→ **How to complete this task**: Write out all of the entries exactly, please.

Collected data:
####################

PR #288, opened 2022-11-04
Wip/9439 lmap parse hex int

d-rothe:
passes tests, including extended test for reported bug


mhier (approved):
I wonder whether this should be unified somehow with the type converters in SupportedUserTypes.h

####################

→ **Exercise solution**:
PR #288, opened 2022-11-04
Wip/9439 lmap parse hex int

d-rothe:
passes tests, including extended test for reported bug


mhier (approved):
I wonder whether this should be unified somehow with the type converters in SupportedUserTypes.h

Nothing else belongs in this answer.